Nineteen states during the five years studied by researchers enacted 48 anti-transgender laws, encompassing issues that range from limitations on gender-affirming health care, restrooms and the ability of trans student-athletes to compete on sports teams that align with their gender identity. 

Suicide attempts increased among all participants whose home state had enacted at least one anti-transgender law, according to the study’s findings, with participants aged 13 to 17 reporting the highest increase in suicide attempt rates, ranging from 7 percent to 72 percent. That’s likely because most policies target minors, researchers said. 

Across the entire sample of more than 61,000 transgender and nonbinary 13- to 24-year-olds, researchers observed an increase of 38 percent to 44 percent. 

Legislation targeting trans rights is likely to exacerbate existing challenges and create new stressors detrimental to transgender and nonbinary youths’ mental health, researchers said. “Anti-transgender laws may signal a broader societal rejection of their identities, communicating that their identities and bodies are neither valid nor worthy of protection,” they wrote in Thursday’s study. 

“From a scientific perspective, studying the phenomenon of how these policies impact LGBTQ+ young people’s mental health is relatively new,” said Dr. Ronita Nath, The Trevor Project’s vice president of research. “This study critically confirms — for the first time — a causal relationship between anti-transgender laws and heightened suicide risk among transgender and nonbinary young people.” 
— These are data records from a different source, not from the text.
PR #3360, opened 2018-02-19
main/fsarchiver: upgrade to 0.8.4, fix license

dai9ah:
~~added support for zstd compression~~
package built without zstd support, until further notice.

### DIFF
--- a/main/fsarchiver/APKBUILD
+++ b/main/fsarchiver/APKBUILD
@@ -1,14 +1,16 @@
 # Contributor: Bartłomiej Piotrowski <bpiotrowski@alpinelinux.org>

This year, state legislators introduced at least 530 anti-LGBTQ bills, according to the ACLU, though most of them — 343 bills — failed to become law. Most of the proposed legislation targeted transgender youth: Nearly 80 bills sought to restrict or ban gender-affirming health care for minors; 59 bills would have required school staff to out trans students to their parents without their consent; 49 bills aimed to bar transgender athletes from participating in school sports and 38 bills sought to ban trans students from using facilities that match their gender identity. 

Of the 44 bills that became law this year, a majority directly impact transgender young people. 
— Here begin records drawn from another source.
PR #3364, opened 2018-02-20
main/rrdtool: upgrade to 1.7.0

TBK:
As of 1.6.0 librrd is fully thread-safe and librrd_th was removed.

https://oss.oetiker.ch/rrdtool/pub/CHANGES

I was wondering if a py3 subpackage would be appropiate since:
`* all new and much more complete python bindings working on both python 2.6+ and 3.3+`


kaniini:
it fails CI.  please fix, also definitely please add py3 package :)

TBK:
@kaniini Fixed the build issue.

I am not sure on how to add py3 in the best way, do you have an example?

Would copying the py2 subpkg content be an acceptable solution?

ncopa:
do we still need the python2 support? What is needed to be able to switch from python2 to python3 only?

In Congress, House and Senate Republicans this session filed dozens of bills seeking to ban gender-affirming care, bar transgender women and girls from competing on female sports teams and rigidly define “sex” to exclude transgender and gender-nonconforming individuals. 

In July, Sen. JD Vance (R-Ohio), the Republican nominee for vice president, introduced the Senate version of Rep. Marjorie Taylor Greene’s (R-Ga.) Protect Children’s Innocence Act, which would ban gender-affirming medical care for minors nationwide. Health care providers who violate the law could be charged with a Class C felony, punishable by more than a decade in prison. 

At the same time, language about transgender people — and LGBTQ people more broadly — has grown increasingly hostile, and hate crimes motivated by sexual orientation and gender identity bias in the U.S. rose again last year, the FBI said Monday. 

Past research from The Trevor Project points toward an existing connection between anti-LGBTQ legislation and youth mental health. In a 2022 survey, two-thirds of LGBTQ young people said their mental health had worsened because of legislation targeting trans rights. 

Ninety percent of LGBTQ young people in a survey released by The Trevor Project in May said politics had negatively affected their well-being. 

“It is without question that anti-transgender policies, and the dangerous rhetoric surrounding them, take a measurable toll on the health and safety of transgender and nonbinary young people all across the country,” said Jaymes Black, who took over as The Trevor Project’s chief executive in July. 

“As we get closer to critical elections this November, these young people will continue to be reduced to political talking points,” Black said. “I urge every adult — no matter your political beliefs — to remember that transgender and nonbinary young people are our family, our friends, and our neighbors. It’s not necessary to fully understand their experience to acknowledge that they — like all young people — deserve dignity, respect, and the ability to lead healthy and full lives.”